_What the exercise asks:_ An exact copy of every entry is what's needed, so please transcribe them all.

[The data Boundary: Start]

Issue #2249, opened 2023-12-12
New post - Edit your file form [UI only]


blushi:
**Desktop edit your file popup:**
- Default: https://www.figma.com/file/Bksz1JeDYxQVIXdI46EgPT/Project-Updates?type=design&node-id=346%3A41124&mode=design&t=iqquUPCLRYPyCkDM-1
- Filled: https://www.figma.com/file/Bksz1JeDYxQVIXdI46EgPT/Project-Updates?type=design&node-id=641%3A71842&mode=design&t=iqquUPCLRYPyCkDM-1

**Mobile edit your file popup:**
- https://www.figma.com/file/Bksz1JeDYxQVIXdI46EgPT/Project-Posts?type=design&node-id=1410%3A76798&mode=design&t=pu0QIAu8MS8ngwRE-1

____

#### For Admin Use

- [ ] Not duplicate issue
- [ ] Appropriate labels and zenhub epics applied
- [ ] Appropriate contributors tagged

blushi:
Hey team! Please [add your planning poker estimate](https://app.zenhub.com/workspaces/RND-Dev-Team-5f8998bec8958d000f4609e2/issues/regen-network/regen-web/2249?planning-poker) with Zenhub @blushi @flagrede

PR #2251, opened 2023-12-19
feat: add new post form

flagrede:
## Description

Closes: regen-network/regen-web#2226

- add new `PostForm` component
- refactor `ImageDrop` to be modal agnostic

---

### Author Checklist

_All items are required. Please add a note to the item if the item is not applicable and
please add links to any relevant follow up issues._

I have...

- [ ] provided a link to the relevant issue or specification
- [ ] provided instructions on how to test
- [ ] reviewed "Files changed" and left comments if necessary
- [ ] confirmed all CI checks have passed

### How to test

1. https://deploy-preview-2251--regen-storybook.netlify.app/?path=/story/forms-postform--basic

### Reviewers Checklist

_All items are required. Please add a note if the item is not applicable and please **add
your handle next to the items reviewed if you only reviewed selected items**._

I have...

- [ ] confirmed all author checklist items have been addressed
- [ ] reviewed code correctness and readability
- [ ] verified React components follow DRY principles
- [ ] reviewed documentation is accurate
- [ ] reviewed tests
- [ ] manually tested (if applicable)

PR #2257, opened 2024-01-09
feat: edit file form UI

blushi:
## Description

Closes: #2249

---

### Author Checklist

I have...

### How to test

https://deploy-preview-2257--regen-storybook.netlify.app/?path=/story/forms-editfileform--basic

### Reviewers Checklist

I have...

- [ ] reviewed tests


web-components/package.json
```diff
@@ -64,7 +68,7 @@
     "react-helmet": "^6.0.0",
     "react-image-crop": "^9.0.5",
     "react-lazyload": "^3.2.0",
-    "react-map-gl": "5.3.21",
+    "react-map-gl": "^7.1.7",
```
blushi, line 71: upgraded our react-map-gl version so there are a few changes below that can be found in the existing `StaticMap` component that are not necessarily related to the initial purpose of this work

blushi:
@erikalogie you can test this on https://deploy-preview-2257--regen-storybook.netlify.app/?path=/story/forms-editfileform--basic

While testing, please be aware that:
- the inputs font size will be updated in another PR: https://github.com/regen-network/regen-web/pull/2251 (ref: https://github.com/regen-network/regen-web/pull/2251#discussion_r1444562210)
- the reverse geocoding for getting the place name for a particular point on the map and displaying it in parenthesis is not enabled here, since it requires to make API calls to mapbox (which are limited) and I thought it's best to skip it in storybook but everything is in place to wire it up in the app later on.

erikalogie:
@blushi this looks great! I would just make it so that the location input for "choose a certain location on the map" is floating above the map with a little bit of space around it, like in the comps. I think that makes it look more like something you can interact with than the current version.

Otherwise, great work

blushi:
> @blushi this looks great! I would just make it so that the location input for "choose a certain location on the map" is floating above the map with a little bit of space around it, like in the comps. I think that makes it look more like something you can interact with than the current version.
> 
> Otherwise, great work

That's fixed now!

erikalogie:
Perfect, this all looks good to me now

aaronc:
One thing I find a bit unusual is that I must drag the map layer behind the pin instead of the pin itself to choose a custom location. My first instinct was to move the pin but nothing happened.

blushi:
> One thing I find a bit unusual is that I must drag the map layer behind the pin instead of the pin itself to choose a custom location. My first instinct was to move the pin but nothing happened.

On figma, there was a specific dev note about that, which is why I've implemented it this way: https://www.figma.com/file/Bksz1JeDYxQVIXdI46EgPT/Project-Posts?node-id=1410%3A79803&mode=dev
cc/ @erikalogie

erikalogie:
> > One thing I find a bit unusual is that I must drag the map layer behind the pin instead of the pin itself to choose a custom location. My first instinct was to move the pin but nothing happened.
> 
> On figma, there was a specific dev note about that, which is why I've implemented it this way: https://www.figma.com/file/Bksz1JeDYxQVIXdI46EgPT/Project-Posts?node-id=1410%3A79803&mode=dev cc/ @erikalogie
Yes this was intentional. I think it is a more elegant interaction for adding a single point to a map, and the only way to do it properly on mobile. If we had multiple points that needed to be added then dragging them around might make sense on desktop, but this is much easier for the user even if it isn't immediately apparent, I think it is very quickly discoverable. 
> 
> One benefit is if you want to put the pin outside the current map view, you don't have to first drag the map around and then move the pin like here: https://visgl.github.io/react-map-gl/examples/draggable-markers, you just need to drag the map layer.
Yes exactly. Also if there is a compelling reason to have it be draggable, then we'd need to retain this existing functionality for mobile and just enable it on desktop.

erikalogie:
> Sounds good 👍. It's a small feature that might not even get used that much. Was just noticing it didn't work as I initially expected. Maybe we could just add a tiny bit of help text to drag the map itself?

Ok, maybe like this? @aaronc 
Screen Shot 2024-01-22 at 10 35 29 AM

[The data Boundary: End]

_Final answer:_
Issue #2249, opened 2023-12-12
New post - Edit your file form [UI only]


blushi:
**Desktop edit your file popup:**
- Default: https://www.figma.com/file/Bksz1JeDYxQVIXdI46EgPT/Project-Updates?type=design&node-id=346%3A41124&mode=design&t=iqquUPCLRYPyCkDM-1
- Filled: https://www.figma.com/file/Bksz1JeDYxQVIXdI46EgPT/Project-Updates?type=design&node-id=641%3A71842&mode=design&t=iqquUPCLRYPyCkDM-1

**Mobile edit your file popup:**
- https://www.figma.com/file/Bksz1JeDYxQVIXdI46EgPT/Project-Posts?type=design&node-id=1410%3A76798&mode=design&t=pu0QIAu8MS8ngwRE-1

____

#### For Admin Use

- [ ] Not duplicate issue
- [ ] Appropriate labels and zenhub epics applied
- [ ] Appropriate contributors tagged

blushi:
Hey team! Please [add your planning poker estimate](https://app.zenhub.com/workspaces/RND-Dev-Team-5f8998bec8958d000f4609e2/issues/regen-network/regen-web/2249?planning-poker) with Zenhub @blushi @flagrede

PR #2251, opened 2023-12-19
feat: add new post form

flagrede:
## Description

Closes: regen-network/regen-web#2226

- add new `PostForm` component
- refactor `ImageDrop` to be modal agnostic

---

### Author Checklist

_All items are required. Please add a note to the item if the item is not applicable and
please add links to any relevant follow up issues._

I have...

- [ ] provided a link to the relevant issue or specification
- [ ] provided instructions on how to test
- [ ] reviewed "Files changed" and left comments if necessary
- [ ] confirmed all CI checks have passed

### How to test

1. https://deploy-preview-2251--regen-storybook.netlify.app/?path=/story/forms-postform--basic

### Reviewers Checklist

_All items are required. Please add a note if the item is not applicable and please **add
your handle next to the items reviewed if you only reviewed selected items**._

I have...

- [ ] confirmed all author checklist items have been addressed
- [ ] reviewed code correctness and readability
- [ ] verified React components follow DRY principles
- [ ] reviewed documentation is accurate
- [ ] reviewed tests
- [ ] manually tested (if applicable)

PR #2257, opened 2024-01-09
feat: edit file form UI

blushi:
## Description

Closes: #2249

---

### Author Checklist

I have...

### How to test

https://deploy-preview-2257--regen-storybook.netlify.app/?path=/story/forms-editfileform--basic

### Reviewers Checklist

I have...

- [ ] reviewed tests


web-components/package.json
```diff
@@ -64,7 +68,7 @@
     "react-helmet": "^6.0.0",
     "react-image-crop": "^9.0.5",
     "react-lazyload": "^3.2.0",
-    "react-map-gl": "5.3.21",
+    "react-map-gl": "^7.1.7",
```
blushi, line 71: upgraded our react-map-gl version so there are a few changes below that can be found in the existing `StaticMap` component that are not necessarily related to the initial purpose of this work

blushi:
@erikalogie you can test this on https://deploy-preview-2257--regen-storybook.netlify.app/?path=/story/forms-editfileform--basic

While testing, please be aware that:
- the inputs font size will be updated in another PR: https://github.com/regen-network/regen-web/pull/2251 (ref: https://github.com/regen-network/regen-web/pull/2251#discussion_r1444562210)
- the reverse geocoding for getting the place name for a particular point on the map and displaying it in parenthesis is not enabled here, since it requires to make API calls to mapbox (which are limited) and I thought it's best to skip it in storybook but everything is in place to wire it up in the app later on.

erikalogie:
@blushi this looks great! I would just make it so that the location input for "choose a certain location on the map" is floating above the map with a little bit of space around it, like in the comps. I think that makes it look more like something you can interact with than the current version.

Otherwise, great work

blushi:
> @blushi this looks great! I would just make it so that the location input for "choose a certain location on the map" is floating above the map with a little bit of space around it, like in the comps. I think that makes it look more like something you can interact with than the current version.
> 
> Otherwise, great work

That's fixed now!

erikalogie:
Perfect, this all looks good to me now

aaronc:
One thing I find a bit unusual is that I must drag the map layer behind the pin instead of the pin itself to choose a custom location. My first instinct was to move the pin but nothing happened.

blushi:
> One thing I find a bit unusual is that I must drag the map layer behind the pin instead of the pin itself to choose a custom location. My first instinct was to move the pin but nothing happened.

On figma, there was a specific dev note about that, which is why I've implemented it this way: https://www.figma.com/file/Bksz1JeDYxQVIXdI46EgPT/Project-Posts?node-id=1410%3A79803&mode=dev
cc/ @erikalogie

erikalogie:
> > One thing I find a bit unusual is that I must drag the map layer behind the pin instead of the pin itself to choose a custom location. My first instinct was to move the pin but nothing happened.
> 
> On figma, there was a specific dev note about that, which is why I've implemented it this way: https://www.figma.com/file/Bksz1JeDYxQVIXdI46EgPT/Project-Posts?node-id=1410%3A79803&mode=dev cc/ @erikalogie
Yes this was intentional. I think it is a more elegant interaction for adding a single point to a map, and the only way to do it properly on mobile. If we had multiple points that needed to be added then dragging them around might make sense on desktop, but this is much easier for the user even if it isn't immediately apparent, I think it is very quickly discoverable. 
> 
> One benefit is if you want to put the pin outside the current map view, you don't have to first drag the map around and then move the pin like here: https://visgl.github.io/react-map-gl/examples/draggable-markers, you just need to drag the map layer.
Yes exactly. Also if there is a compelling reason to have it be draggable, then we'd need to retain this existing functionality for mobile and just enable it on desktop.

erikalogie:
> Sounds good 👍. It's a small feature that might not even get used that much. Was just noticing it didn't work as I initially expected. Maybe we could just add a tiny bit of help text to drag the map itself?

Ok, maybe like this? @aaronc 
Screen Shot 2024-01-22 at 10 35 29 AM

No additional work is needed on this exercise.